##### Provided records #####

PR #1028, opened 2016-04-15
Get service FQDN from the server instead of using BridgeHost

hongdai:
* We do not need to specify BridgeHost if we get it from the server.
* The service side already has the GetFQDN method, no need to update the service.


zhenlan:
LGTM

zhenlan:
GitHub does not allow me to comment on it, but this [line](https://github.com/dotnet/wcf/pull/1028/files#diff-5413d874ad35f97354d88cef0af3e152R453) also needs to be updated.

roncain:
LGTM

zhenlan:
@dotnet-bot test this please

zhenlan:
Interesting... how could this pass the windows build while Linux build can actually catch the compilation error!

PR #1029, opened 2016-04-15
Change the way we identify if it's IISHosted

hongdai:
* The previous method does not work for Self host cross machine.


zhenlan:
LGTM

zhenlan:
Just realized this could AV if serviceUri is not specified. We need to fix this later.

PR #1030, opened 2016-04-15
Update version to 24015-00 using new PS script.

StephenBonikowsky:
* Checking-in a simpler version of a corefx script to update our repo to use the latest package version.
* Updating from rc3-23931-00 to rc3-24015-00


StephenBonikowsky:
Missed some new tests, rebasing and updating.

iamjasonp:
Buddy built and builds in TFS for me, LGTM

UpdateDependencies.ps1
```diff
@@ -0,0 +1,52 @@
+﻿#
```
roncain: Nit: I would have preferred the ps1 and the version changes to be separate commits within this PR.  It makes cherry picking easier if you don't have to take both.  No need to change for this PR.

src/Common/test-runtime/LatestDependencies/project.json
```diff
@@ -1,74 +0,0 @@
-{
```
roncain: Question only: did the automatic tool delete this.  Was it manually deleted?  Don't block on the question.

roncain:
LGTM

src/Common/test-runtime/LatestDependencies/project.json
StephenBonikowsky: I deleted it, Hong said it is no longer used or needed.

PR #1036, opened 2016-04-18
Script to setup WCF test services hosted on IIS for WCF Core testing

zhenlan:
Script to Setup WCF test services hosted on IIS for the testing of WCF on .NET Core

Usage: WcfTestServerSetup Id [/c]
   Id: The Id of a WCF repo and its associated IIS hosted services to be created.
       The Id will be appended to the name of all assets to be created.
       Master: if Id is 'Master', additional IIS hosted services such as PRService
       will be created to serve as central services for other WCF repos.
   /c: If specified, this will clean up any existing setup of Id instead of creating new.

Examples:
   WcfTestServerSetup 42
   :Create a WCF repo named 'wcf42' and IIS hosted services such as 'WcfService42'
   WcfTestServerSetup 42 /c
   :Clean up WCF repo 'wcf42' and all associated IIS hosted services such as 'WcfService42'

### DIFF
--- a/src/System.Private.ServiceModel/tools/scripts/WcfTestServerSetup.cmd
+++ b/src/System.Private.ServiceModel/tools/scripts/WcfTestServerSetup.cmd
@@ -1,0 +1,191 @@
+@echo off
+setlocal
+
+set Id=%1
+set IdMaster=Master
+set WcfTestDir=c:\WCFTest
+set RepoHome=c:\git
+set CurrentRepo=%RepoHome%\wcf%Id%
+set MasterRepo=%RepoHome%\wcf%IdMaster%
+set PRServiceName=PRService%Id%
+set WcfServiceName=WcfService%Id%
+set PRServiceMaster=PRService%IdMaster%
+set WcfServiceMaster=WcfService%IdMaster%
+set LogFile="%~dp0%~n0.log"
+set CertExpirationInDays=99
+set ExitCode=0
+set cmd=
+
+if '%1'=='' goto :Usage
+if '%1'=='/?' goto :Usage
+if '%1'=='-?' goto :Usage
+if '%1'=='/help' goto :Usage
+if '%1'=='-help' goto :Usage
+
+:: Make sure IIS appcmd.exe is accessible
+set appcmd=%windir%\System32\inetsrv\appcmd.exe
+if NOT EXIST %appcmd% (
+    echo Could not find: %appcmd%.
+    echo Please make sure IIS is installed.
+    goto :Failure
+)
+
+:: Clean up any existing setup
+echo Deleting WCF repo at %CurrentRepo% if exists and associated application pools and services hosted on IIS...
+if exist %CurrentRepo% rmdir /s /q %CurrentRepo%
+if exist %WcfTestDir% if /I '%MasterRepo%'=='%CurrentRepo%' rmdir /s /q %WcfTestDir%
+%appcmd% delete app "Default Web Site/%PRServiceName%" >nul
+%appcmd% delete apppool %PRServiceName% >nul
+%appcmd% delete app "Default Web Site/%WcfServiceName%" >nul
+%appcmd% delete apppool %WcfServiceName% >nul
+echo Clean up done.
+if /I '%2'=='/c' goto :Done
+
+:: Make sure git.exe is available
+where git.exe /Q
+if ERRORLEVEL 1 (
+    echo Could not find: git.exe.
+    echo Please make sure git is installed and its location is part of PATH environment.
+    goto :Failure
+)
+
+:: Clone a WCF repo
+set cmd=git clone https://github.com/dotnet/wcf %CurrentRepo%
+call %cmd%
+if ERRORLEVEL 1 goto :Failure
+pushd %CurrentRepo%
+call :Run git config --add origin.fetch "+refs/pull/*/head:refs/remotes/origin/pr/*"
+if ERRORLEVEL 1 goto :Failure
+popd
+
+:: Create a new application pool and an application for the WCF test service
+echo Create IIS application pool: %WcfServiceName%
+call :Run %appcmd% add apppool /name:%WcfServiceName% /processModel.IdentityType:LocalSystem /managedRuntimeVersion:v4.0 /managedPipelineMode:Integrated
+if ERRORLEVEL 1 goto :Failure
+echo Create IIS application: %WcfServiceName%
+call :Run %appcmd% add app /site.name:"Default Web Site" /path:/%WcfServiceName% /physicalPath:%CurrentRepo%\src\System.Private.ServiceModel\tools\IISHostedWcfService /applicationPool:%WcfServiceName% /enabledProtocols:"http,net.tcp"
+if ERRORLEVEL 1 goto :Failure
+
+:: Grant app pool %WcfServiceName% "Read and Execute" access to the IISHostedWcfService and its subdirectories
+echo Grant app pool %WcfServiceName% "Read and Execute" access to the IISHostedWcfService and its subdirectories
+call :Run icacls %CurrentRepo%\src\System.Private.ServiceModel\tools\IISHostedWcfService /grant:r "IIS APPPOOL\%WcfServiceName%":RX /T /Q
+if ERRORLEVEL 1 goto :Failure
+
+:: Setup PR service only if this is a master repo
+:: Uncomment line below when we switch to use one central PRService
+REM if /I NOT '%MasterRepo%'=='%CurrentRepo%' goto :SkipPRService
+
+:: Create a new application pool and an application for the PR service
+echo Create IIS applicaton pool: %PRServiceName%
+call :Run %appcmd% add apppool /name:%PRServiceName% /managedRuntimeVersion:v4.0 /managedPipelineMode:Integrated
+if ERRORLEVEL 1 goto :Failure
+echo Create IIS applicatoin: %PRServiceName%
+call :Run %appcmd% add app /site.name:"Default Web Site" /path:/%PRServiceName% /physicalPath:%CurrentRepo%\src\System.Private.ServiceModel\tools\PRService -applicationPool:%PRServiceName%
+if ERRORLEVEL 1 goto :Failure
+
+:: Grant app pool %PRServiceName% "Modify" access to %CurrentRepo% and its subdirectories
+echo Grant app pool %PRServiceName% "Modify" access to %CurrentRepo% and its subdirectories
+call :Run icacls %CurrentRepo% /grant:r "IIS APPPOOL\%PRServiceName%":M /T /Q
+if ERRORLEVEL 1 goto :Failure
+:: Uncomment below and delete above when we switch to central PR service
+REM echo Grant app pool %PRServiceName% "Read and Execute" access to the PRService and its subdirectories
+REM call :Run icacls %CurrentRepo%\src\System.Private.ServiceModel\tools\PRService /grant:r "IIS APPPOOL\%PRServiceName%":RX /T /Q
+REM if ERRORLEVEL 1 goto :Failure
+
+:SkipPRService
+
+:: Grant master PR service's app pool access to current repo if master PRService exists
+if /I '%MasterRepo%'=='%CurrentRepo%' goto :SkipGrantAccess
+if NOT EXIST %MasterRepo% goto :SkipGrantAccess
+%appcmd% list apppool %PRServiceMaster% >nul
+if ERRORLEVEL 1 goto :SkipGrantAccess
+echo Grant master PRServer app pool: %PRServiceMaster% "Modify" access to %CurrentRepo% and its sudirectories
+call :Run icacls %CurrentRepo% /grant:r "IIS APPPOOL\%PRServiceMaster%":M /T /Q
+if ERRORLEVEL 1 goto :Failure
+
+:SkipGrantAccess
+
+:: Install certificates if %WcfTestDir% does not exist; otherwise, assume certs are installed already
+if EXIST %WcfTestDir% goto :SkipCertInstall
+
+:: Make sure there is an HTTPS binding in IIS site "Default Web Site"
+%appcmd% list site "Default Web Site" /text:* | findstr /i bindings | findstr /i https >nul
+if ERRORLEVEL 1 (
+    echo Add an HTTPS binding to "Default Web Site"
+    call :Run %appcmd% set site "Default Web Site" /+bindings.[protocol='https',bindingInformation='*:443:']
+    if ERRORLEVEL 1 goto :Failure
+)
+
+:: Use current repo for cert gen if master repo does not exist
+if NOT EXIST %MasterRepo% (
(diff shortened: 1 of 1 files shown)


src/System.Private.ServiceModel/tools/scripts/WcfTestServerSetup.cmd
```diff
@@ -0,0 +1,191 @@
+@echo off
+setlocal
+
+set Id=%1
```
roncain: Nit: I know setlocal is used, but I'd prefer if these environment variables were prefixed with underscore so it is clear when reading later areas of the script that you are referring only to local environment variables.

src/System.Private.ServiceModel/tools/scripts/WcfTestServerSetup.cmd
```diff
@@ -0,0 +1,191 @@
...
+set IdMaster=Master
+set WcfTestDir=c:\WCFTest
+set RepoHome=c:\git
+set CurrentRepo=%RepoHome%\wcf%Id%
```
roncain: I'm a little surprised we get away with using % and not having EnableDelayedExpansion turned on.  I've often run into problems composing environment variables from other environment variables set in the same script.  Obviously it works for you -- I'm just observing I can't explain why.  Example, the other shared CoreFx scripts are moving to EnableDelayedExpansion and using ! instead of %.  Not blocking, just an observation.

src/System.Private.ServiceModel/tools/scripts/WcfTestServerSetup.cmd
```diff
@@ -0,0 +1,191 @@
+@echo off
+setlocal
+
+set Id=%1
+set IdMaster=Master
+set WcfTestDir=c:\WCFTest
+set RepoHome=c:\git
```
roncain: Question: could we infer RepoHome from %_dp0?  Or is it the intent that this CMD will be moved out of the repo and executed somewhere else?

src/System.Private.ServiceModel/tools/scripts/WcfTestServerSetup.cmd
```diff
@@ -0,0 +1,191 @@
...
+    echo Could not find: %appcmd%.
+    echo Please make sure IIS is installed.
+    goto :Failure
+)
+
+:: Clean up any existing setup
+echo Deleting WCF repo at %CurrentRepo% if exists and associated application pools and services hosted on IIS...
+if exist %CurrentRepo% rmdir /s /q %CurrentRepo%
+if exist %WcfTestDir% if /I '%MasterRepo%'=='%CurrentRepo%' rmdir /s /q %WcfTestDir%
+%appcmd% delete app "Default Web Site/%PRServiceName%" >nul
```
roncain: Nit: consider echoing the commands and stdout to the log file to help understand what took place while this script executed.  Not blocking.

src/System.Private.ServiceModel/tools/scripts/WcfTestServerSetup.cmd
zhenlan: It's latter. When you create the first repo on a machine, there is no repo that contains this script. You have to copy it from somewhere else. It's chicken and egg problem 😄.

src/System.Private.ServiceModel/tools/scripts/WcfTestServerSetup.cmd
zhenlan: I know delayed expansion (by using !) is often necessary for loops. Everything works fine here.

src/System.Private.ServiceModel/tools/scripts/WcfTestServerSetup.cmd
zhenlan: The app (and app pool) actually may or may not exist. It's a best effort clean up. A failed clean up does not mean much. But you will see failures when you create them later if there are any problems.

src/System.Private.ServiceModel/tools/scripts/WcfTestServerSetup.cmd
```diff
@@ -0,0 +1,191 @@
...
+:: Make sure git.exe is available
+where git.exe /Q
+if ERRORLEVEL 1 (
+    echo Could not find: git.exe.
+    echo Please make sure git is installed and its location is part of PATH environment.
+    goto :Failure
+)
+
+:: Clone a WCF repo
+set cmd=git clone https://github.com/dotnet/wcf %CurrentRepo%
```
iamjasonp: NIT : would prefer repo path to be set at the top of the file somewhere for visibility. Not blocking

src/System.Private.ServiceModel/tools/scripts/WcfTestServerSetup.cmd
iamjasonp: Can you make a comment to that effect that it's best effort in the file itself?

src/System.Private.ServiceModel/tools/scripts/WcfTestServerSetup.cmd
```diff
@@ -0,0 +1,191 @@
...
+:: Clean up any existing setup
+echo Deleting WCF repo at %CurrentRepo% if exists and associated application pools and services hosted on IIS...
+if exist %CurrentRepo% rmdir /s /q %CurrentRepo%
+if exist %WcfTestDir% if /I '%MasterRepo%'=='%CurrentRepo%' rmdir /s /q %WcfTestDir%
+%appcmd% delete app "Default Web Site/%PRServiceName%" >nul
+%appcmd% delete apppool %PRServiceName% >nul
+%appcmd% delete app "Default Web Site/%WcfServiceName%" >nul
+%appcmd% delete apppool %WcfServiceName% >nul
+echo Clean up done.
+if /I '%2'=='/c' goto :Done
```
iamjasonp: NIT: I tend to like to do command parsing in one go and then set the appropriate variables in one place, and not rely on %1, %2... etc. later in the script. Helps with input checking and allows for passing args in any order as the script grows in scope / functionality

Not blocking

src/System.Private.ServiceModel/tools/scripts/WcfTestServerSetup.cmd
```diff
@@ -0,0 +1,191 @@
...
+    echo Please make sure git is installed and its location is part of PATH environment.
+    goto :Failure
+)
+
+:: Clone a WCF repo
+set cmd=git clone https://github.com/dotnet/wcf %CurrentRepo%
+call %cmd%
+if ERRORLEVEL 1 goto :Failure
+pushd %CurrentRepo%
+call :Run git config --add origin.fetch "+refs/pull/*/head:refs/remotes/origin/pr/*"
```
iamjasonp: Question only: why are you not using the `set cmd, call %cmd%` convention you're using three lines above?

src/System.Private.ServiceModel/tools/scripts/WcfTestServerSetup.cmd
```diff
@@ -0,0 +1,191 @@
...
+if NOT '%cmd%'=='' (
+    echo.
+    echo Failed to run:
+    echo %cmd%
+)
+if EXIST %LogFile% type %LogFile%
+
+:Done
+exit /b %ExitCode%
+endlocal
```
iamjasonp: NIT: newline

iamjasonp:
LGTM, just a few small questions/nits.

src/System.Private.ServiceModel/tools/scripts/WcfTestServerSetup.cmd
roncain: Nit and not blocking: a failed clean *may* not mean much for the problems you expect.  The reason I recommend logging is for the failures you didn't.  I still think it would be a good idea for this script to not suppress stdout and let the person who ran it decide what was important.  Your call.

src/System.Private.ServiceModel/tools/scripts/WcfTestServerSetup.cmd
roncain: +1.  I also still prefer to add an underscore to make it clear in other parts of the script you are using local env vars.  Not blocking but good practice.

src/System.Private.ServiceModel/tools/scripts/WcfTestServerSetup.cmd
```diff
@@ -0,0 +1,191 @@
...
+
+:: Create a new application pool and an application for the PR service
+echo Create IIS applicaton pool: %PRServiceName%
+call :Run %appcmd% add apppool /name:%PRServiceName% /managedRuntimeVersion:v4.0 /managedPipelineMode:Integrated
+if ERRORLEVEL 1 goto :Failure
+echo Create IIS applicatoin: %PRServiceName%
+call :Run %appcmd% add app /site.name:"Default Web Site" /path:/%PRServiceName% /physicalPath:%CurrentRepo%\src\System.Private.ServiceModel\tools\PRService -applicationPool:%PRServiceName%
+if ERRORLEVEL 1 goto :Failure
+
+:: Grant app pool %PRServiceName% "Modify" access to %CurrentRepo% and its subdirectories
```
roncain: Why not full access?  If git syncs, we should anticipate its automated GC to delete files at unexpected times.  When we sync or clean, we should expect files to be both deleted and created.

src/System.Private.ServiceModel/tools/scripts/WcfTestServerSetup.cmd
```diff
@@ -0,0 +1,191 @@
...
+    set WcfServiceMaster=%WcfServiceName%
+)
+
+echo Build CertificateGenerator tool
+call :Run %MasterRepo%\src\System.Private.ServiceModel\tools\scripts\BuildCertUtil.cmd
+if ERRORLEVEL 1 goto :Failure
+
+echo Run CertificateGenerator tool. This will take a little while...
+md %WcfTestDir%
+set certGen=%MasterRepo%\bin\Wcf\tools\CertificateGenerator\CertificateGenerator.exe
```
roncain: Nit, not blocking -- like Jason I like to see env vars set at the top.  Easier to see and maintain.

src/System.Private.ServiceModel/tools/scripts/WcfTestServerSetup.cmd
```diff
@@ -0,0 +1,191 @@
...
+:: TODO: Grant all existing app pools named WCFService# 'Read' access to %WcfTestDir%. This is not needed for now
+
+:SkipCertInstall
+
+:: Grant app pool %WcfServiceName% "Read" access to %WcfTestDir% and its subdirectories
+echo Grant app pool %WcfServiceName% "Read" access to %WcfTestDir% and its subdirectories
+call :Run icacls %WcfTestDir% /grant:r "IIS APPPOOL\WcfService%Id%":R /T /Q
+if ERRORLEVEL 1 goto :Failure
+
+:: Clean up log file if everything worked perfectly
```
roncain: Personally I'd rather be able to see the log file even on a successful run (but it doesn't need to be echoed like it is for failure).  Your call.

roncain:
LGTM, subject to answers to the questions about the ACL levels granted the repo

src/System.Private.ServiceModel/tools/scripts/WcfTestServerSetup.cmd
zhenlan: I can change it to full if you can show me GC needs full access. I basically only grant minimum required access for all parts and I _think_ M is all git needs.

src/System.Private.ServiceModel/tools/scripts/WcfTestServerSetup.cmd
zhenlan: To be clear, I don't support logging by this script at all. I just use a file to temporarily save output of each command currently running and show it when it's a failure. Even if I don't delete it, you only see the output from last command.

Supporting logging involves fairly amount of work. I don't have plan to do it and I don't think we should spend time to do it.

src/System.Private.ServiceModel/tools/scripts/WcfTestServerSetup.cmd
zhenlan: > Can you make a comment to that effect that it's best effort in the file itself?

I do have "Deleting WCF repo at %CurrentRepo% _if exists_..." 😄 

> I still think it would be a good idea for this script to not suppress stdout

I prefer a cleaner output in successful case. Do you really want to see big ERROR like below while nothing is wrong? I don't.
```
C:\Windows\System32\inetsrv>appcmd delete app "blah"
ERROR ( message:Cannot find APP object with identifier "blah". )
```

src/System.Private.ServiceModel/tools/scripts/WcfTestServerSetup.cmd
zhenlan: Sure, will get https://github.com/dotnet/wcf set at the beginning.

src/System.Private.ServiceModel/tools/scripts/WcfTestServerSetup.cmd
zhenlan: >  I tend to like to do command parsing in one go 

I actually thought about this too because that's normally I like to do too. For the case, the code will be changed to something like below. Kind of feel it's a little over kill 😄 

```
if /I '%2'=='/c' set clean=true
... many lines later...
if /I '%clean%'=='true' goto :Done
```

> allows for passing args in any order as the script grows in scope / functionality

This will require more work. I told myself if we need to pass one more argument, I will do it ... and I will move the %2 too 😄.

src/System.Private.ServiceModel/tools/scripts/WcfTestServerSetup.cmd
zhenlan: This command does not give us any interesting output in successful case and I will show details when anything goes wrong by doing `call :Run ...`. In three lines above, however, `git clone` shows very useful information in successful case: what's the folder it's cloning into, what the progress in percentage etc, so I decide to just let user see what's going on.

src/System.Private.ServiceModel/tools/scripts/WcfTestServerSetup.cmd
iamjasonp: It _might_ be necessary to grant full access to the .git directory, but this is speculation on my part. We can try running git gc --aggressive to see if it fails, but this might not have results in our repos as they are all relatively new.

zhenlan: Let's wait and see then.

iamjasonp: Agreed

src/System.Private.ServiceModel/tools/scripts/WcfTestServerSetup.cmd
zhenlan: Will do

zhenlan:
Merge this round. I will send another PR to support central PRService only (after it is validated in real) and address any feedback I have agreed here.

#####

• Work request:
What is needed is every line of the records above that contains the word "icacls".

• Response for this exercise:
+call :Run icacls %CurrentRepo%\src\System.Private.ServiceModel\tools\IISHostedWcfService /grant:r "IIS APPPOOL\%WcfServiceName%":RX /T /Q
+call :Run icacls %CurrentRepo% /grant:r "IIS APPPOOL\%PRServiceName%":M /T /Q
+REM call :Run icacls %CurrentRepo%\src\System.Private.ServiceModel\tools\PRService /grant:r "IIS APPPOOL\%PRServiceName%":RX /T /Q
+call :Run icacls %CurrentRepo% /grant:r "IIS APPPOOL\%PRServiceMaster%":M /T /Q
+call :Run icacls %WcfTestDir% /grant:r "IIS APPPOOL\WcfService%Id%":R /T /Q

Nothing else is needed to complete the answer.